随後便是吱呀一聲,殿門随着沈昀進來而關緊,連着殿内也瞬間暗了下去。
沈昀的腳步聲哒哒響着,在沉香的耳内逐漸清晰、靠近。
一顆心砰砰跳得厲害,沉香不自覺捏緊了食籃的提手,慢慢往前走着。
“過來吧。”
沈昀走得快,這麼幾步便趕在了兩人前面。
殿内暗香浮動,除了遠遠躺在龍榻上的帝王,就隻有他們三人。
沉香跟李懷安對了下視線,相互一點頭後才跟了上去。
沈昀端過案上的藥碗,小心吹着湯匙,緩緩坐在榻邊,“本王要先喂藥,你那羹湯還能溫多久?”
沉香正愣愣地看着自己病恹恹的父皇,似乎沒聽見他說話。
沈昀停下動作,擡頭看了她一眼,提醒道:“沉香。”
“啊?”沉香一個激靈回過神來,“什、什麼?”
“羹湯還能溫多久?本王要先喂藥。”
“能溫很久!太子哥哥你,”先喂藥吧……,後半句話她默默咽回肚子裡,頭一低,悄悄蓄滿了眼淚才擡頭看他,“父皇病重許久,我也好難受,太子哥哥,今日讓我來喂藥盡盡善心吧。”
她說着,忙将食籃放在案上,退開一步示意他看看,“羹湯來時是溫的,我拿不準,還是太子哥哥再試試吧,看還能溫多久,我還帶了解膩的糕點,母妃特意囑咐了要我拿給你嘗嘗。”
李懷安自覺地走上前,細心打開食籃,端了兩碟精緻小巧的糕點出來擺好,朝沈昀那兒又推了推。

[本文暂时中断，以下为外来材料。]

PR #3671, opened 2025-02-11
(merging into Anya's PR) Suggestions for data use terms selector

theosanderson:
- very slightly rephrases text
- links to the specific pages on the two terms of use
- corrects a reference to "Loculus" to Pathoplexus

At some point we should disentangle all references to Pathoplexus and Pathoplexus paths from this, but:
- we can now disable data use terms entirely
- there were already references to Pathoplexus so this doesn't really make it worse

amends docs (to clarify something that was already true):
image

### DIFF
--- a/website/src/components/DataUseTerms/DataUseTermsSelector.tsx
+++ b/website/src/components/DataUseTerms/DataUseTermsSelector.tsx
@@ -89,7 +89,7 @@ const DataUseTermsSelector: FC<DataUseTermsSelectorProps> = ({
                 <div className='text-xs pl-8 text-gray-500 pb-4'>
                     Anyone can use and share the data (though we believe researchers should exercise scientific
                     etiquette, including the importance of citation).{' '}
-                    <a href={routes.datauseTermsPage()} className='text-primary-600'>
+                    <a href="/about/terms-of-use/open-data" className='text-primary-600'>
                         Find out more
                     </a>
                     .
@@ -114,7 +114,7 @@ const DataUseTermsSelector: FC<DataUseTermsSelectorProps> = ({
                 <div className='text-xs pl-8 text-gray-500 mb-4'>
                     Data use will be restricted for a period of time. The sequences will be available but there will be
                     limitations on how they can be used by others.{' '}
-                    <a href={routes.datauseTermsPage()} className='text-primary-600'>
+                    <a href="/about/terms-of-use/restricted-data" className='text-primary-600'>
                         Find out more
                     </a>
                     .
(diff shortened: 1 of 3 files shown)


website/src/components/DataUseTerms/DataUseTermsSelector.tsx
chaoran-chen, line 1: I don't think that we should hardcode "Pathoplexus" here. [Here](https://loculus.org/for-administrators/data-use-terms/) on this page, we describe the data use terms as a feature that can, in principle, also be used by others. Can't we simply use the site name from the config here?

chaoran-chen: > there were already references to Pathoplexus so this doesn't really make it worse

I'd be in favor of trying to reduce such references instead of increasing them and in this case, I believe that it is simple enough to use the site name?

theosanderson: Yes - just we already used the word "Pathoplexus" twice so I don't think it really makes a difference to whether people can use it.

The tasks to make this PR avoid Pathoplexus-specific stuff would be:

- use site name
- incorporate specific open and closed URLs into routes
- make a PR on Pathoplexus to set those open and closed routes

Given we already hardcode "Pathoplexus" (https://github.com/loculus-project/loculus/blob/a47d51a5ee534884213ee9f50fc8cec7a92a458a/website/src/components/Submission/DataUploadForm.tsx#L350) and so this isn't a regression IMO for maintainers, that's not something I was planning to take on atm

theosanderson: (my reply crossed with yours)

theosanderson: I guess just generally this whole thing feels very Pathoplexus-specific. E.g. will an instance maintainer choose to actually submit to INSDC? The message says they will

chaoran-chen: ok, I see. It's a good summary of what needs to be done to fix this issue: would you maybe like to copy it to an issue?

theosanderson: 👍  I made https://github.com/loculus-project/loculus/issues/3674

chaoran-chen: That's great, thank you!

theosanderson: thanks!

theosanderson:
@anna-parker  - let me know if you'd be ok with us merging this into your PR?

anna-parker (approved):

PR #5712, opened 2025-12-15
perf(backend): stream released data efficiently via optimized query (function)

corneliusroemer:
Performance investigations on prod db showed that external metadata joining was the culprit behind our very long running get-released-data queries.

Dropping the EM join reduced time from 200s to 2s for RSV-A. There was lots of looping for each EM row. Somehow the way our views were structured made postgres execute this query really inefficiently.

This PR adds a new postgres function that is optimized for streaming released data. It's a function not a view because views can't be parametrized (with organism in this case).

Further efficiency increase is due to not using the expensive sequence entries view for count and getting latest versions - this can be gleamed easily from just the sequence entries table alone.

## Summary
- add a typed Exposed binding for get_released_submissions so released streams stay schema-safe
- switch streamReleasedSubmissions to the function binding and keep count/latest queries on released-only base tables
- include the SQL migration defining get_released_submissions with early filters and pre-aggregated metadata/data use terms

## Testing

- [x] Tests pass
- [x] Previews look good
- [ ] Put on PPX staging to verify perf improvements


backend/docs/db/schema.sql
theosanderson: Some discussion in https://loculus.slack.com/archives/C05G172HL6L/p1765813389287539 about other options to potentially also solve the core issue that Cornelius has identified

anna-parker:
closing as we did this with a different function - thanks again @corneliusroemer !

PR #5726, opened 2025-12-16
ci: Disable claude review for dependabot PRs

theosanderson:
Disable the Claude code review GitHub Action for dependabot PRs since we don't have a dependabot secret set up.


corneliusroemer:
The copilot reviews were quite nice on dependabot PRs as no one had looked at them yet. So might be good to add a dependabot secret instead of disabling?

PR #5727, opened 2025-12-16
feat(db): improve perf with external_metadata  changes

theosanderson:
@corneliusroemer identified that

> Performance investigations on prod db showed that external metadata joining was the culprit behind our very long running get-released-data queries.

This is a way of fixing the issues he identified, inspired by his work. It avoids the previous situation where a GROUP BY was nested deep in a series of views.

🚀 Preview: https://claude-learn-database-vie.loculus.org


corneliusroemer:
One needs to rename migration file

theosanderson:
OK, thanks will clean up. Happy to have a big chat about architecture sometime! I haven't tested this at all really so I'll be relying heavily on your testing - with thanks!

corneliusroemer:
I'll keep playing with performance and might rewrite things more generally but being a bigger change it's much better to put this one out for now. I'll test with our usual pipeline - this should reliably show problems if there are any left.

PR #5737, opened 2025-12-17
feat(deposition): use unittest instead of pytest to test the cronjob that uses the backend's get-released-data format

maverbiest:
resolves #

This PR only switches out which testing framework is used for testing `scripts/get_ena_submission_list.py`. Instead of using pytest (as in https://github.com/loculus-project/loculus/pull/5226), we now use unittest. This is more convenient since unittest Mock objects keep track of how often and with what arguments they are called, whereas this needed to be implemented manually under pytest.

### PR Checklist
- [ ] ~Any manual testing that has been done is documented (i.e. what exactly was tested?)~ This PR only adds tests, not functionality. The test runs fine using both `pytest ./path/to/test.py` or `python ./path/to/test.py`

### DIFF
--- a/ena-submission/scripts/test_get_ena_submission_list.py
+++ b/ena-submission/scripts/test_get_ena_submission_list.py
@@ -56,7 +56,7 @@ class GetSubmissionListTests(unittest.TestCase):
 
         mock_upload_file_with_comment.return_value = {"ok": True}
         mock_fetch_released_entries.side_effect = fake_fetch_released_entries
-        mock_fetch_suppressed_accessions.return_value = "LOC01.1"
+        mock_fetch_suppressed_accessions.return_value = {"LOC01.1"}
 
         get_ena_submission_list.get_ena_submission_list.callback(config_file=str(CONFIG_FILE))  # type: ignore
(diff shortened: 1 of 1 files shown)


ena-submission/scripts/test_get_ena_submission_list.py
```diff
@@ -33,67 +35,51 @@ def fake_fetch_released_entries(config, organism) -> Iterator[dict[str, Any]]:
...
+    @patch("get_ena_submission_list.fetch_released_entries")
+    @patch("get_ena_submission_list.upload_file_with_comment")
+    @patch("get_ena_submission_list.slack_conn_init")
+    @patch("get_ena_submission_list.highest_version_in_submission_table")
+    @patch("get_ena_submission_list.db_init")
+    def test_happy_path_single_upload_and_file_content(
+        self,
+        mock_db_init: Mock,
+        mock_highest_version_in_submission_table: Mock,
+        mock_slack_conn_init: Mock,
```
anna-parker: I just realized - we anyways use a test config without the slack hook details - so we can actually get away with not mocking the `slack_conn_init`

Issue #4980, opened 2025-09-09
Suggest existing groups when creating duplicates


corneliusroemer:
**Problem:**
People keep creating groups with identical names (like having multiple "Lab ABC" groups). This creates confusion and splits communities.

**Solution - 3 stages:**

**Stage 1 - Basic warning (easy)**
When someone types "Research Lab" and "Research Lab" already exists, show:
```
⚠️ "Research Lab" already exists (5 members)
□ Create anyway   [Create] [Cancel]  
```

**Stage 2 - Fuzzy matching (medium)** 
Also catch similar names:
```
⚠️ Similar groups found:
📁 Research Lab (exact match, 5 members)
📁 Research Labs (3 members) 
📁 Lab Research Group (8 members)
```

**Stage 3 - Let people connect (harder)**
Show contact info so they can join existing groups instead:
```
📁 Research Lab (5 members)
   Contact: admin@example.com
   [Message Admin] [Request to Join]
```

**Why staged?** 
Stage 1 catches exact duplicates with zero risk. Stages 2-3 add fancier features once we know Stage 1 works.

**Acceptance criteria:**
- [ ] Warn when exact group name already exists
- [ ] User can override and create anyway
- [ ] No performance impact on group creation

PR #5766, opened 2025-12-19
feat(backend, website): alert users during group creation when groupname is in use

maverbiest:
resolves #

This PR will introduce changes to alert users during the submitting group creation process when they are trying to create a group with a name that is already in use. See Stage 1 of https://github.com/loculus-project/loculus/issues/4980 for details.

### New features
- Updated /groups endpoint. This endpoint still returns all groups when a simple GET request is made, but it now also accepts an optional request parameter `name` (i.e., /groups?name=myGroupName). If this parameter is provided, the list of groups is filtered to return only groups where the name is a case-insensitive perfect match to the request parameter.
- Website uses the updated endpoint to check for existing groups with the same name as the group being created. This happens in both the group creation and the group edit form.
- If one or more existing groups exist with the name: open a modal to alert the user and let them know that they can:
    1. Choose another group name
    2. Contact one of the existing groups using contact information shown in the modal
    3. Go ahead with group creation anyway

### What I tested manually
- Group creation/edit works as before when the new group's name does not already exist
- If the name does exist, an alert comes up containing contact info of the existing groups
- Clicking the 'create additional group' button disables the button, so spam clicking it does not result in multiple duplicate groups being created (was the case initially)

### Screenshot
The alert (table of existing groups is scrollable if there are enough existing groups):
Screenshot 2026-01-14 at 13 51 29

### PR Checklist

🚀 Preview: https://similar-groups-alert.loculus.org

### DIFF
--- a/website/src/components/Group/GroupForm.tsx
+++ b/website/src/components/Group/GroupForm.tsx
@@ -45,6 +45,11 @@ interface GroupFormProps {
      */
     defaultGroupData?: NewGroup;
     /**
+     * Provide this when editing existing group to prevent 'existing group alert'
+     * for the group that's currently being edited
+     */
+    editingGroupId?: number;
+    /**
      * A handler to call when the button is clicked (i.e. create or update a group).
      * @param group The new group information entered into the form.
      * @returns A submit success or error.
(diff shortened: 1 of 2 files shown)


website/src/components/Group/GroupForm.tsx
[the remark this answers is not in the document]
maverbiest: Hmm I'm a bit stumped: when I run the backend & website locally, I don't get this error. Editing a group to an existing name works without issue.

When I try the same on the preview, however, I'm also getting the internal server error you're describing

website/src/components/Group/ExistingGroupsModal.tsx
```diff
@@ -0,0 +1,75 @@
...
+                    </tbody>
+                </table>
+            </div>
+
+            <div className='mt-4 flex justify-center'>
+                <Button
+                    type='button'
+                    className='btn loculusColor text-white'
+                    onClick={() => void submitFromModal(newGroup)}
+                    disabled={isSubmitting}
```
anna-parker: I guess the `isSubmitting` field is only used in this modal - so maybe we could just have it defined in this modal and not also in the groupForm (for example we could set it before submitModal and the unset it)

maverbiest: It's also used in `submitGroup()` in the `GroupForm` component itself, though. I kind of like having it there so it also protects against spam submissions when submitting group creations & edits from outside the modal.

沈昀垂下眸不知在想什麼,片刻後将藥碗遞給沉香,“端穩了,小口喂。”
“好。”
沉香在榻邊坐下,輕輕吹了吹湯匙,才小心翼翼地喂過去。
榻上的人微阖雙眼,鼻息間還有均勻的呼吸聲,不知是醒着還是睡着。
沉香每喂一匙藥,就要用帕子幫陛下擦去嘴角溢出的藥水。
四下隻有湯匙和藥碗碰撞的清脆聲響,沈昀站在一旁同李懷安一起看着她喂藥,三個人皆是一言不發。
忽然間,沈昀似是想起了什麼,不經意間問道:“沉香,明年你就該及笄了吧?”
“嗯,”沉香頭也沒擡,應得輕快,“太子哥哥是想好了要送我什麼佳禮嗎?”
沈昀沉默着沒說話,隻直直盯着龍榻上的人。
李懷安順着他的視線看過去,瞳孔猛地一震——
帝王嘴角輕微抽搐着,喂進去的湯藥幾乎都吐了出來。
沉香吓了一跳,忙用帕子去擦,“父皇,父皇你怎麼了父皇?”
言語間,帝王猝不及防地睜開了雙眼,但雙目無神瞳孔失焦,說不出半句話,隻有嘴角抽搐得愈來愈厲害。
沉香下意識站起身,求助式的看向兩人,嘴裡的求救聲就要喊出來時,沈昀卻猛地上前将她拽過來,沉聲道:“不許喊人。”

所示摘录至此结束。